Des bureaux surdimensionnés pour des équipes réduites

Alors que les investisseurs s’interrogent sur la capacité des centaines de startups d’IA à générer des revenus concrets, certaines entreprises du secteur adoptent une stratégie surprenante : louer des bureaux prestigieux et vastes à Manhattan, malgré des équipes réduites et une activité principalement dématérialisée.

Selon Benjamin Bass, vice-président de la branche new-yorkaise du cabinet JLL, ces startups signent des baux pour des surfaces bien supérieures à leurs besoins réels. Une tendance d’autant plus paradoxale que leurs activités, basées sur des logiciels, pourraient être exercées à distance.

L’exemple d’Adonis, une startup santé en quête de légitimité

La startup Adonis, spécialisée dans l’IA appliquée à la santé, a signé un bail pour un bureau de 2 300 m² au 3 World Trade Center, l’un des gratte-ciels les plus hauts de l’ensemble immobilier. À raison de 23 m² par employé, cet espace pourrait accueillir jusqu’à 100 personnes. Pourtant, Adonis ne comptait que 25 employés au moment de la signature, un effectif qui n’a depuis augmenté que pour atteindre 50 à 60 personnes en présentiel.

Akash Magoon, cofondateur et PDG d’Adonis, a expliqué au Wall Street Journal : « Nous offrions littéralement une chaussure de taille 42 à une entreprise qui en portait du 36. Nous pensions que cela les motiverait. »

Des bureaux comme preuve de crédibilité

Pour certaines startups, un espace physique est perçu comme un passage obligé pour gagner en légitimité. Caitilin Leksana, PDG de Fazeshift, une autre startup d’IA, a révélé qu’un client avait exigé une présence physique dans le cadre de sa diligence raisonnable. Malgré une équipe d’une douzaine de personnes, Fazeshift a récemment ouvert un deuxième bureau à Manhattan.

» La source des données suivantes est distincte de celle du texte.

PR #886, opened 2025-07-08
Issue #650: Fix drainpipe-dev tag push and allow phpunit v11 to fix composer conflicts

davereid:
Resolves https://github.com/Lullabot/drainpipe/issues/650

I have tested this with https://github.com/davereid/drainpipe and https://github.com/davereid/drainpipe-dev, which you can see was able to successfully push the latest tag release with this updated workflow:

- https://github.com/davereid/drainpipe-dev/releases/tag/v1.0.2
- https://github.com/davereid/drainpipe/actions/workflows/DrainpipeDev.yml
- https://github.com/davereid/drainpipe-dev/actions/workflows/release.yml

The problem was I was creating both a branch and a tag with the same name, then running `git push origin ${{ github.ref_name }}` and it didn't know to resolve the tag or the branch to push, so it failed.

This also gets rid of creating the release here in the workflow and letting the drainpipe-dev workflow create it when it sees a new tag.

### DIFF
--- a/.github/workflows/DrainpipeDev.yml
+++ b/.github/workflows/DrainpipeDev.yml
@@ -57,4 +57,4 @@ jobs:
           git reset --mixed origin/${{ github.ref_name }} || git reset --mixed origin/main
           git add -A
           git commit -m "${{ github.event.head_commit.message }}" --allow-empty
-          git push origin ${{ github.ref_name }}
+          git push origin refs/heads/${{ github.ref_name }}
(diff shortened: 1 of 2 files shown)


mrdavidburns:
@davereid Do we also need to make any changes to this commit?
https://github.com/Lullabot/drainpipe/commit/bab3cfc923f6bfaf36e704ae572350310adf716b

Our tests have been failing for new PRs and we suspect it's because of that change. 
It'll likely be why the tests on this PR also fail which will block us from being able to merge this.

davereid:
I think the actual issue was a composer conflict between drupal/core-recommended requiring sebastian/diff (~6.0.2) and our phpunit v10 dependency only allowing up to sebastian/diff ^5. By bumping the phpunit dependency up to v11 to match what core allows.

mrdavidburns (approved):
Looks good and thank you for fixing the phpunit to get tests passing.

PR #901, opened 2025-07-24
Make Nightwatch.gitlab-ci.yml optional

plopesc:
Nightwatch.gitlab-ci.yml file is being created even if not desired.

We think that it might be created if only it's declared in the composer.json file under the extra.drainpipe.gitlab folder. like other scaffolding CI files.


m4olivei (approved):
I've run into this annoyance as well. It does seem like it should simply be optional. I've updated the `README` to surface it as an option. Would be nice to say something there about it, but I'm not familiar enough with how it actually gets used...

m4olivei:
Actually, @plopesc , I just realized that this is a duplicate: https://github.com/Lullabot/drainpipe/pull/706

Any preference for which to keep?

PR #915, opened 2025-08-15
drupal:update is missing one final cache:rebuild after deploy:hook

davereid:
As per https://architecture.lullabot.com/adr/20230929-drupal-build-steps/

```
vendor/bin/drush cache:rebuild --yes
vendor/bin/drush updatedb --yes
# Run config:import twice to make sure we catch any config that didn't declare
# a dependency correctly. This is also useful when importing large config sets
# as it can sometimes hit an out of memory error.
vendor/bin/drush config:import --yes || true
vendor/bin/drush config:import --yes
# Run update hooks that need to be run after config import. These need to be
# written as hook_deploy_NAME() hooks.
vendor/bin/drush deploy:hook --yes
vendor/bin/drush cache:rebuild -y
```

However we are missing that final `cache:rebuild` after running the `deploy:hook` command...

Also we should do a cache rebuild after turning off maintenance mode.

### DIFF
--- a/tasks/drupal.yml
+++ b/tasks/drupal.yml
@@ -66,7 +66,6 @@ tasks:
       # as it can sometimes hit an out of memory error.
       - ./vendor/bin/drush {{.site}} --yes config:import || true
       - ./vendor/bin/drush {{.site}} --yes config:import
-      - ./vendor/bin/drush {{.site}} --yes cache:rebuild
       - ./vendor/bin/drush {{.site}} --yes deploy:hook
       - ./vendor/bin/drush {{.site}} --yes cache:rebuild
       - |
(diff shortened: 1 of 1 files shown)


mrdavidburns (approved):

tasks/drupal.yml
```diff
@@ -86,3 +87,4 @@ tasks:
     desc: Turn off Maintenance Mode
     cmds:
       - ./vendor/bin/drush {{.site}} --yes state:set system.maintenance_mode 0 --input-format=integer
+      - ./vendor/bin/drush {{.site}} --yes cache:rebuild
```
deviantintegral, line 90: This shouldn't be needed, but also won't really hurt so 👍

deviantintegral (commented):
Thank you!

Issue #923, opened 2025-08-25
Investigate implementing Tugboat base preview to optimize build times and storage


mrdavidburns:
## Summary

We should investigate whether implementing [Tugboat's base preview feature](https://docs.tugboatqa.com/building-a-preview/work-with-base-previews/set-a-base-preview/index.html) could provide benefits for Drainpipe builds, particularly around storage optimization and potentially build time improvements.

## Background

Currently, each Drainpipe preview goes through a complete build process that includes:
- Installing system dependencies (Task, MariaDB client, Node.js, PHP extensions, etc.)
- Setting up the Drupal project structure 
- Installing Composer dependencies
- Configuring the environment

Even if Drainpipe requires a full rebuild for each pull request, there may still be significant value in using a base preview for the shared OS-level components and system setup.

### Storage Optimization
- **OS files sharing**: The base preview would contain all the system-level setup (PHP extensions, Node.js, system packages) that could be shared across all preview builds
- **Reduced disk usage**: Multiple previews would share the same base layer, reducing overall storage footprint
- **Faster image pulls**: Subsequent previews would only need to pull the delta changes rather than rebuilding everything from scratch

### Build Time Improvements
Even if we need to "wipe everything out" in terms of application code, we could still benefit from:
- Pre-installed system dependencies (Task, MariaDB client, Node.js, ImageMagick, etc.)
- Pre-configured PHP extensions (opcache, redis, gd)
- Pre-installed Composer and npm/yarn

### What could go in the base preview:
- [ ] System package installations (`apt-get` operations)
- [ ] PHP extension installations (opcache, redis, gd, ImageMagick)
- [ ] Node.js setup and corepack configuration
- [ ] Task installation
- [ ] Directory structure setup (potentially)
- [ ] Basic nginx/PHP-FPM configuration

### What would remain in preview builds:
- [ ] Git repository checkout
- [ ] Drupal project scaffolding (the `#drainpipe-start` sections)
- [ ] Composer install
- [ ] Application-specific configuration
- [ ] Database setup and imports

## Research Tasks

- [ ] **Analyze current build times**: Profile our existing build process to understand where time is spent
- [ ] **Review base preview documentation**: Understand Tugboat's base preview limitations and best practices
- [ ] **Identify optimization opportunities**: Determine which parts of our current init process are good candidates for the base preview
- [ ] **Test implementation**: Create a proof-of-concept base preview configuration
[...]

PR #941, opened 2025-09-15
Issue #923: Allow having a base preview for Drainpipe

rabbitlair:
This PR slightly modifies the Tugboat integration to allow having a base preview for Drainpipe repository. The approach is a bit different:

- Instead of creating a Drupal project in the `TUGBOAT_ROOT` directory, it is created in `/var/www/html`, which is a directory that already exists in the NGINX image.
- In the `TUGBOAT_ROOT` directory, the Drainpipe code from the corresponding branch/pull request is checked out and it is unaltered, so we do not need the logic to restore `.tugboat` directory after running Composer anymore.
- The `composer.json` file in the Drupal project is configured to install Drainpipe from the `TUGBOAT_ROOT` directory

The advantage of this approach is Tugboat can use the default behavior, which means we can create child previews as we would do with any other project.

Here you can see this PR in action - the base preview is 4.09 GB, but the child preview is 249.16 MB only:

image


.tugboat/steps/1-init.sh
```diff
@@ -63,6 +56,7 @@ EOD
 
 apt-get update
 apt-get -qq install nodejs
+apt-get clean
```
rabbitlair, line 59: This helps to reduce disk usage

.tugboat/steps/1-init.sh
```diff
@@ -72,24 +66,26 @@ nodejs -v | grep -q v$NODE_MAJOR
 #drainpipe-start
 # This is necessary for testing as this repository doesn't hold a Drupal site.
 shopt -s dotglob
-mkdir ../drainpipe-tmp
-mv * ../drainpipe-tmp/
-composer create-project drupal/recommended-project .
-mv ../drainpipe-tmp drainpipe
+rm -rf /var/www/html/*
+composer create-project drupal/recommended-project /var/www/html
```
rabbitlair, line 70: Drupal project is created in `/var/www/html` instead of in `TUGBOAT_ROOT`

.tugboat/steps/1-init.sh
```diff
@@ -72,24 +66,26 @@ nodejs -v | grep -q v$NODE_MAJOR
...
 
+# Create the Drupal private and public files directories if they aren't
+# already present.
+mkdir -p "${DOCROOT}/sites/default/files"
+chmod 777 "${DOCROOT}/sites/default/files"
+chgrp -R www-data "${DOCROOT}/sites/default/files"
+
 composer install
-#drainpipe-start
-rm -rf .tugboat
```
rabbitlair, line 93: This logic is not needed anymore, because Drainpipe is installed in `/var/www/html` and the directory `${TUGBOAT_ROOT}/.tugboat` remains unaltered.

PR #958, opened 2025-09-25
Add docs for act with OrbStack and Lima

deviantintegral:


deviantintegral:
Something is broken with lima. It's able to pull images and start the job, but then it changes permissions on `/var/run/docker.sock` inside of the lima VM and everything breaks.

Une stratégie financée par les fonds d’investissement

Cette frénésie immobilière s’explique par l’abondance des liquidités injectées par les investisseurs en capital-risque. La majorité des startups d’IA, encore non rentables, bénéficient de financements généreux. Tant que l’argent coule à flots, ces entreprises dépensent sans compter pour des bureaux somptueux, espérant ainsi justifier leur valorisation et rassurer leurs partenaires.

« Les startups d’IA dépensent des sommes colossales en bureaux prestigieux, non pas par nécessité opérationnelle, mais pour donner l’illusion d’une stabilité et d’une croissance future. »

— Expert en immobilier commercial, cité par le Wall Street Journal

Un modèle durable ?

Si cette tendance reflète une course à la crédibilité et à l’attractivité, elle soulève des questions sur la viabilité à long terme de ces entreprises. Avec des coûts fixes élevés et des revenus encore incertains, le modèle économique de nombreuses startups d’IA reste fragile. Les investisseurs pourraient bientôt exiger des preuves tangibles de rentabilité, mettant fin à cette frénésie immobilière.